Problem description: Look through the listing for the string "want" and copy out every line that holds it.

• • • • •

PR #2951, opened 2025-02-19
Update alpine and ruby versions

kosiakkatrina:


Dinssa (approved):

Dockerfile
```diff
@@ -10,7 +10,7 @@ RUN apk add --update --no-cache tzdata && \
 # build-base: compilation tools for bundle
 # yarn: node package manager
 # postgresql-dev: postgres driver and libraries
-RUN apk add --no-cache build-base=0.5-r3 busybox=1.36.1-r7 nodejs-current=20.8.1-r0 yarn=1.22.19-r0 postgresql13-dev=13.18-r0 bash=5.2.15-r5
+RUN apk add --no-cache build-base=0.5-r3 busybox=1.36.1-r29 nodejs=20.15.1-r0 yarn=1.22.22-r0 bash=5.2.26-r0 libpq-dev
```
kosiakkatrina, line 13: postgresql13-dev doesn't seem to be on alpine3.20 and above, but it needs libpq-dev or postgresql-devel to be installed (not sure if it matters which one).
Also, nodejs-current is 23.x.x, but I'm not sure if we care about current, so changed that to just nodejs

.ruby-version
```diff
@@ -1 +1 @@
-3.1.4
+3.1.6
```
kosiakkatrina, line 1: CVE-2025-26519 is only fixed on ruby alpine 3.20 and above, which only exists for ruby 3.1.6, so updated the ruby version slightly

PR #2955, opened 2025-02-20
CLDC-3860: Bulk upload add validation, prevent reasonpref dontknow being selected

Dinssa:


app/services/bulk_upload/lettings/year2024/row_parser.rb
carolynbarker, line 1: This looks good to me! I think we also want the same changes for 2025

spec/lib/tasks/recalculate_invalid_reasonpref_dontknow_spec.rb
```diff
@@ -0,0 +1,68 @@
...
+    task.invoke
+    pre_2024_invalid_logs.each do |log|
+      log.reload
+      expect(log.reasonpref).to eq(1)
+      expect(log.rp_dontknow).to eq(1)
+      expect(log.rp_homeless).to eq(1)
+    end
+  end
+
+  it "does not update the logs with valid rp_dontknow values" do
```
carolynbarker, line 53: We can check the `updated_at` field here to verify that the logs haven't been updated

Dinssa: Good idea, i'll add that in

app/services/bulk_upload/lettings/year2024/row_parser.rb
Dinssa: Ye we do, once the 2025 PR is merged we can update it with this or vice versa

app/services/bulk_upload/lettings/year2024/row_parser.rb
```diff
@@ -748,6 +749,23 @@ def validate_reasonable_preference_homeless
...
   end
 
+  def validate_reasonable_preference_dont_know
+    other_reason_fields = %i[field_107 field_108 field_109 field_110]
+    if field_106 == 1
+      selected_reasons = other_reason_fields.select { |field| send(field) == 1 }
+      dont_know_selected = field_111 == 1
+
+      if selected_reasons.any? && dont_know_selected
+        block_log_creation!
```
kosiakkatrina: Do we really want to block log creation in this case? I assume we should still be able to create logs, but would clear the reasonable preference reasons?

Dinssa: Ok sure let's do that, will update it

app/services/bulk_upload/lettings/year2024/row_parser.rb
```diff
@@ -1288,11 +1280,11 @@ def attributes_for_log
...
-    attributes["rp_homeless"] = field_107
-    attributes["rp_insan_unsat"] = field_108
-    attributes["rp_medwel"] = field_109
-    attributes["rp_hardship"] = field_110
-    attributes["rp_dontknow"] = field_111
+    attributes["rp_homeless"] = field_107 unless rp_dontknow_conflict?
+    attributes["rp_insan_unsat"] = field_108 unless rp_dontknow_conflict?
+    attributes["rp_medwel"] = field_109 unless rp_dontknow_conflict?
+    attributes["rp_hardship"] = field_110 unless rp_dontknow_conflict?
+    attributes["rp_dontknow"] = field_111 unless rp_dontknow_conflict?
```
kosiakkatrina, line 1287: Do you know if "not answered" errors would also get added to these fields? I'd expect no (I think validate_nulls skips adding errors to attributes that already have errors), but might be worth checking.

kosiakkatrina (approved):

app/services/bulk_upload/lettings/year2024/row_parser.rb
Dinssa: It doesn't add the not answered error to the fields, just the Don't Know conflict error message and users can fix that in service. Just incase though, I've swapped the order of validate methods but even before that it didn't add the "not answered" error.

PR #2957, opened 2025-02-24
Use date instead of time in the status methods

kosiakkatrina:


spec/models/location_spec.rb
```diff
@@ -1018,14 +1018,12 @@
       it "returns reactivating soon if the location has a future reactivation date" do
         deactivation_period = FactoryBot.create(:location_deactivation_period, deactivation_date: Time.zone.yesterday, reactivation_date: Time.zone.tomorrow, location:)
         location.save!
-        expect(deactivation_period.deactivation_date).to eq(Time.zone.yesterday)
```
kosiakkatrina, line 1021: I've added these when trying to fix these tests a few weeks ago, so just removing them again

• • • • •

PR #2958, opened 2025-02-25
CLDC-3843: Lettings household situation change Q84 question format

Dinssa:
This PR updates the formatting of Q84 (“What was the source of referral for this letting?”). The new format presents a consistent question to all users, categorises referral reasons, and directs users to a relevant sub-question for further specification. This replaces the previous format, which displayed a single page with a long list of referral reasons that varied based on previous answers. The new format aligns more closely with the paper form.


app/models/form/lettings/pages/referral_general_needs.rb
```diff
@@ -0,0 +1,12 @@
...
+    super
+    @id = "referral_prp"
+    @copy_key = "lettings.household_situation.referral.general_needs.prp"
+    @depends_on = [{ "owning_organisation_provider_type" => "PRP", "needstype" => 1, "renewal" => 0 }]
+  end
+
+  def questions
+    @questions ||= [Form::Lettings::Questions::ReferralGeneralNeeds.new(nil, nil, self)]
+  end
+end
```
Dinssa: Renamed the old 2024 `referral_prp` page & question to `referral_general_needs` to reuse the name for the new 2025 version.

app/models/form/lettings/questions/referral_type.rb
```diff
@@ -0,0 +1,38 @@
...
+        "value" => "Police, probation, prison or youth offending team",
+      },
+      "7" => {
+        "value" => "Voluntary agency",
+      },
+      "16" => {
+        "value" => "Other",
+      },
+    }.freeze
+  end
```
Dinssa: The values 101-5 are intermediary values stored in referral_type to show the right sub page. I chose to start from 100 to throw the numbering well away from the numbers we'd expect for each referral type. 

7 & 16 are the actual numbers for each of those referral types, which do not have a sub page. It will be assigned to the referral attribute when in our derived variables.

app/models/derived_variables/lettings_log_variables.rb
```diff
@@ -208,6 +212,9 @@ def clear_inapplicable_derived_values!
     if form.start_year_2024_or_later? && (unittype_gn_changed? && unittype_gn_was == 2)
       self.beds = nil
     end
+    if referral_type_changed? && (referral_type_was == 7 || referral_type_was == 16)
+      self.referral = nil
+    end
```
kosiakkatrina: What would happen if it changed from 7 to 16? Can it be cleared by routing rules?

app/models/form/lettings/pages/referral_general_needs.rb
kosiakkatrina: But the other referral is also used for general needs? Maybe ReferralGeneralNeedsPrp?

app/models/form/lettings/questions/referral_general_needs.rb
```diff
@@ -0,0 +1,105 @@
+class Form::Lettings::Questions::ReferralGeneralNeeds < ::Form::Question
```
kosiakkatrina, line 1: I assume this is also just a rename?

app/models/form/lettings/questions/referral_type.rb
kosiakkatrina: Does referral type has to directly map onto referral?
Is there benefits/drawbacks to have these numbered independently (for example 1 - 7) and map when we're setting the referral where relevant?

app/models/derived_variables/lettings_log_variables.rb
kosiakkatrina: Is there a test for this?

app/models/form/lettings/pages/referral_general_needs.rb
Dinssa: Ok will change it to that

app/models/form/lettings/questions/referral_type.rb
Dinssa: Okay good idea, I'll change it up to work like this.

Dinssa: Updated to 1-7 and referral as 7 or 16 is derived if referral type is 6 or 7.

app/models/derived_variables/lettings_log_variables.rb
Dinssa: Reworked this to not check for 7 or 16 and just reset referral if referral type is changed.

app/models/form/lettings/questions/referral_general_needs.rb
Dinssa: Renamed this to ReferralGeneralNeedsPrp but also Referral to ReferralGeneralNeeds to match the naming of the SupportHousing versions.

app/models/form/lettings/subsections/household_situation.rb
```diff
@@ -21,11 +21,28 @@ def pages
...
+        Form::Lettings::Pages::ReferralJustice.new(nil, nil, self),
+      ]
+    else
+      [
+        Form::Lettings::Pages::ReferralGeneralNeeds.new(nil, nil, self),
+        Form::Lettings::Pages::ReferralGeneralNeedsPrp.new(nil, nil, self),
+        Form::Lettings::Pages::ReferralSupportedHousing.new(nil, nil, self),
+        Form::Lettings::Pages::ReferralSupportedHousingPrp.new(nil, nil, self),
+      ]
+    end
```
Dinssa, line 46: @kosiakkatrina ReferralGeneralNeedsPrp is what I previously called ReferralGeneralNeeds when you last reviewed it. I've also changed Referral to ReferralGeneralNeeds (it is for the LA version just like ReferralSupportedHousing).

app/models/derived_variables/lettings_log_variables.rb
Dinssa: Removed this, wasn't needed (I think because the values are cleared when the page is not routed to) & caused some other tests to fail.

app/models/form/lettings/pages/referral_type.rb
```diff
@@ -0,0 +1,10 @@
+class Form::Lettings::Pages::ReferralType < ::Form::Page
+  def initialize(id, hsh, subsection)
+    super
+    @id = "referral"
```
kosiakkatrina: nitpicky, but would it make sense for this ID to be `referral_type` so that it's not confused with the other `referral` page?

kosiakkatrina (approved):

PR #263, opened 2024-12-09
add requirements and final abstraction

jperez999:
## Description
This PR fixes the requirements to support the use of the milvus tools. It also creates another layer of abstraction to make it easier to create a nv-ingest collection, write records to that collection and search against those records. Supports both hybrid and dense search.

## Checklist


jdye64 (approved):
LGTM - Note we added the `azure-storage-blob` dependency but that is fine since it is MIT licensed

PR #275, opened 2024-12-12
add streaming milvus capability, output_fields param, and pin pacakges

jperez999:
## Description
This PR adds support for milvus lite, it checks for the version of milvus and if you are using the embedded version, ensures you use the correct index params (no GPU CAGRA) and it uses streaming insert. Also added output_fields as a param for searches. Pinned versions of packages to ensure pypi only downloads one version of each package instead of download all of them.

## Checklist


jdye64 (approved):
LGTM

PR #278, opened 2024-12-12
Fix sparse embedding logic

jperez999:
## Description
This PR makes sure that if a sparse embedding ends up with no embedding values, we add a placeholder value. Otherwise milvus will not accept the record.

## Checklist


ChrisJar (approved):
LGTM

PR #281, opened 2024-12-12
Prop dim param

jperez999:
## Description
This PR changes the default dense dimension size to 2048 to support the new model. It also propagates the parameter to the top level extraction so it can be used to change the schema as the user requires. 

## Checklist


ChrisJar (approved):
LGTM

• • • • •

Solution for this exercise:
carolynbarker, line 1: This looks good to me! I think we also want the same changes for 2025
kosiakkatrina: Do we really want to block log creation in this case? I assume we should still be able to create logs, but would clear the reasonable preference reasons?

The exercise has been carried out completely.